─── Data under study

PR #6956, opened 2018-02-28
MatchSpec merge

kalefranz:
reference: https://github.com/conda/conda-build/pull/2694

### DIFF
--- a/conda/models/channel.py
+++ b/conda/models/channel.py
@@ -368,7 +368,7 @@ def _get_channel_for_name(channel_name):
         # stripping off path threw information away from channel_name (i.e. any potential subname)
         # channel.name *should still be* channel_name
         channel = copy(channel)
-        channel.name = channel_name
+        channel.name = _stripped
         if platform:
             channel.platform = platform
         return channel
--- a/conda/models/match_spec.py
+++ b/conda/models/match_spec.py
@@ -408,19 +408,12 @@ class MatchSpec(object):
 
     @classmethod
     def merge(cls, match_specs):
-        match_specs = tuple(match_specs)
-        for match_spec in match_specs:
-            assert isinstance(match_spec, cls), match_spec
-
+        match_specs = tuple(cls(s) for s in match_specs)
         grouped = groupby(lambda spec: spec.get_exact_value('name'), match_specs)
-
-        specs_map = {}
-        for name, specs in iteritems(grouped):
-            if len(specs) > 1:
-                specs_map[name] = reduce(lambda x, y: x._merge(y), specs)
-            else:
-                specs_map[name] = specs[0]
-
+        specs_map = {
+            name: reduce(lambda x, y: x._merge(y), specs) if len(specs) > 1 else specs[0]
+            for name, specs in iteritems(grouped)
+        }
         return tuple(itervalues(specs_map))
 
     def _merge(self, other):
--- a/conda/models/match_spec.py
+++ b/conda/models/match_spec.py
@@ -20,9 +20,9 @@ from ..common.url import is_url, path_to_url, unquote
 from ..exceptions import CondaValueError
 
 try:
-    from cytoolz.itertoolz import concat, groupby
+    from cytoolz.itertoolz import concat, concatv, groupby
 except ImportError:  # pragma: no cover
-    from .._vendor.toolz.itertoolz import concat, groupby  # NOQA
+    from .._vendor.toolz.itertoolz import concat, concatv, groupby  # NOQA
 
 
 class MatchSpecType(type):
@@ -410,11 +410,12 @@ class MatchSpec(object):
     def merge(cls, match_specs):
         match_specs = tuple(cls(s) for s in match_specs)
         grouped = groupby(lambda spec: spec.get_exact_value('name'), match_specs)
+        dont_merge_these = grouped.pop('*', []) + grouped.pop(None, [])
         specs_map = {
             name: reduce(lambda x, y: x._merge(y), specs) if len(specs) > 1 else specs[0]
             for name, specs in iteritems(grouped)
         }
-        return tuple(itervalues(specs_map))
+        return tuple(concatv(itervalues(specs_map), dont_merge_these))
 
     def _merge(self, other):
         if self.optional != other.optional or self.target != other.target:
--- a/conda/models/match_spec.py
+++ b/conda/models/match_spec.py
@@ -3,6 +3,7 @@ from __future__ import absolute_import, division, print_function, unicode_litera
 
 from abc import ABCMeta, abstractmethod, abstractproperty
 from collections import Mapping
+from functools import reduce
 from os.path import basename
 import re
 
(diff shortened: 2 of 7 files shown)


tests/models/test_match_spec.py
```diff
@@ -717,3 +717,36 @@ def test_parse_build_number_brackets(self):
...
+
+class MatchSpecMergeTests(TestCase):
+
+    def test_merge_version(self):
+        specs = (MatchSpec('exact'), MatchSpec('exact 1.2.3 1'), MatchSpec('exact >1.0,<2'))
+        merged_specs = MatchSpec.merge(specs)
+        print(merged_specs)
+        assert len(merged_specs) == 1
+        print(merged_specs[0])
+        assert str(merged_specs[0]) == "exact[version='>1.0,<2',build=1]"
```
msarahan: does this merged spec even make sense?  build numbers should only be for an exact match.  Furthermore, an exact version number (one with no relational operators and no *) should always be higher in priority than an inexact version number.

This test loses the two different kinds of behavior:
1. exact has priority over inexact
2. within inexact, there's an order that results in the tightest constraint.  Max of lower bounds, min of upper bounds.

kalefranz: > build numbers

I'm questioning whether that third position in the conda-build style match spec string is build or build number.  I guess it has to be build.  In which case, yes, exact match only.  In conda 4.4, build numbers support comparison operators (see #6880 and #6881).

> does this merged spec even make sense?

I think you're right.  This was just an initial commit to start chatting with @mcg1969 about this.  Very early WIP!

kalefranz: @msarahan Small tweak in the last commit.  This is how @mcg1969 suggested combining these.  Any thoughts?

tests/models/test_match_spec.py
```diff
@@ -717,3 +717,60 @@ def test_parse_build_number_brackets(self):
...
+            'bounded >=1.0,<2.0', 'bounded >=1.5', 'bounded <=1.8',
+        ))
+        merged_specs = MatchSpec.merge(specs)
+        print(merged_specs)
+        assert len(merged_specs) == 2
+
+        exact_spec = next(s for s in merged_specs if s.name == 'exact')
+        bounded_spec = next(s for s in merged_specs if s.name == 'bounded')
+
+        assert str(exact_spec) == "exact[version='1.2.3,>1.0,<2',build=1]"
```
msarahan: This is fine.  It's more constraints than it needs to be.  My code cut them out, but I expect this is safer than my code (i.e. less likely to lose the finer details of when < and <= are not equivalent), and less prone to logic errors.  It's a little confusing looking at it, because so much of the information there is superfluous - you have to think about what bound or pin will take effect, rather than just seeing it.  That said, as long as the performance impact of having more constraints will scale well, I'm happy enough with how this is.

tests/models/test_match_spec.py
```diff
@@ -717,3 +717,60 @@ def test_parse_build_number_brackets(self):
         #     "build_number": '>=3',
         # }
 
+
+class MatchSpecMergeTests(TestCase):
+
+    def test_merge_single_name(self):
+        specs = (MatchSpec('exact'), MatchSpec('exact 1.2.3 1'), MatchSpec('exact >1.0,<2'))
```
mbargull: Can you also add
```python
specs = (MatchSpec('exact 1.2.3 1'), MatchSpec('exact 1.2.3 2'))
with pytest.raises(ValueError):
    MatchSpec.merge(specs)
```
so that we have an "expected failure" test?

conda/models/match_spec.py
```diff
@@ -404,6 +406,36 @@ def fn(self):
         assert val
         return val
 
+    @classmethod
+    def merge(cls, match_specs):
+        match_specs = tuple(cls(s) for s in match_specs)
+        grouped = groupby(lambda spec: spec.get_exact_value('name'), match_specs)
+        specs_map = {
+            name: reduce(lambda x, y: x._merge(y), specs) if len(specs) > 1 else specs[0]
```
mbargull:
```python
name: reduce(lambda x, y: x._merge(y), specs)
```
should suffice as `reduce` on a one-element sequence should return `specs[0]`.

conda/models/match_spec.py
```diff
@@ -404,6 +406,36 @@ def fn(self):
...
+            this_component = self._match_components.get(component_name)
+            that_component = other._match_components.get(component_name)
+            if this_component is None and that_component is None:
+                continue
+            elif this_component is None:
+                final_components[component_name] = that_component
+            elif that_component is None:
+                final_components[component_name] = this_component
+            else:
+                final_components[component_name] = this_component.merge(that_component)
```
mbargull: You could simply this as
```python
final_components = {}
for name, component in iteritems(self.match_components):
    if component is None:
        continue
    final_components[name] = component
for name, component in iteritems(other.match_components):
    if component is None:
        continue
    if name in final_components:
        final_components[name].merge(component)
    else:
        final_components[name] = component
```
or
```python
final_components = {name: comp for name, comp in iteritems(self._match_components) if comp is not None}
for name, component in ((name: comp) for name, comp in iteritems(other._match_components) if comp is not None):
    if name in final_components:
        final_components[name].merge(component)
    else:
        final_components[name] = component
```

conda/models/match_spec.py
```diff
@@ -404,6 +406,36 @@ def fn(self):
         assert val
         return val
 
+    @classmethod
+    def merge(cls, match_specs):
+        match_specs = tuple(cls(s) for s in match_specs)
+        grouped = groupby(lambda spec: spec.get_exact_value('name'), match_specs)
```
mbargull: Didn't check myself, but is the `match_specs` input always sorted by `spec.get_exact_value('name')`? `groupby` groups by consecutive keys only.

mbargull: Ah, disregard that comment, you used `(cy)toolz.itertoolz.groupby` not `itertools.groupby`, so everything is fine!

tests/models/test_match_spec.py
```diff
@@ -717,3 +717,60 @@ def test_parse_build_number_brackets(self):
...
+            'name': 'exact',
+            'version': '1.2.2',
+            'build': '1',
+            'build_number': 1,
+        })
+
+    def test_merge_multiple_name(self):
+        specs = tuple(MatchSpec(s) for s in (
+            'exact', 'exact 1.2.3 1', 'exact >1.0,<2',
+            'bounded >=1.0,<2.0', 'bounded >=1.5', 'bounded <=1.8',
```
mbargull: How about intermixing the specs to make sure order doesn't matter? E.g.:
```python
            'exact', 'exact 1.2.3 1',
            'bounded >=1.0,<2.0', 'bounded >=1.5', 'bounded <=1.8',
            'exact >1.0,<2',
```

conda/models/match_spec.py
kalefranz: I plugged both of these in.  They both have four test failures with the additional tests I added after the most recent commit.

tests/models/test_match_spec.py
kalefranz: done

tests/models/test_match_spec.py
kalefranz: Done.  Plus a bunch more tests added.

conda/models/channel.py
```diff
@@ -368,7 +368,7 @@ def _get_channel_for_name_helper(name):
         # stripping off path threw information away from channel_name (i.e. any potential subname)
         # channel.name *should still be* channel_name
         channel = copy(channel)
-        channel.name = channel_name
+        channel.name = _stripped
```
kalefranz: This one-line fix could be a separate PR. But oh well. It's at least in its own commit.  The commit has a test, which is included in `tests/models/test_channel.py`.

tests/models/test_match_spec.py
kalefranz: Yeah this is what @mcg1969 suggested, exactly because of the logical complexity of reducing to a minimal form.  I think this is the solution we should go with for now, with the goal of implementing the minimal-form reduction in the future.

conda/models/match_spec.py
mbargull: Writing code directly in GitHub is a **bad** habit...
Sorry, forgot the assignment in
```python
final_components[name] = final_components[name].merge(component)
```
Edited the comment above with that fix.

msarahan:
Merging to facilitate testing for 4.5.0rc release.  Thanks for your comments @mbargull - I hope we'll keep addressing them in the release.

──────

**Task prompt**
How many of the lines above contain the word "sense"? Only the number should be given.

**Answer box**
2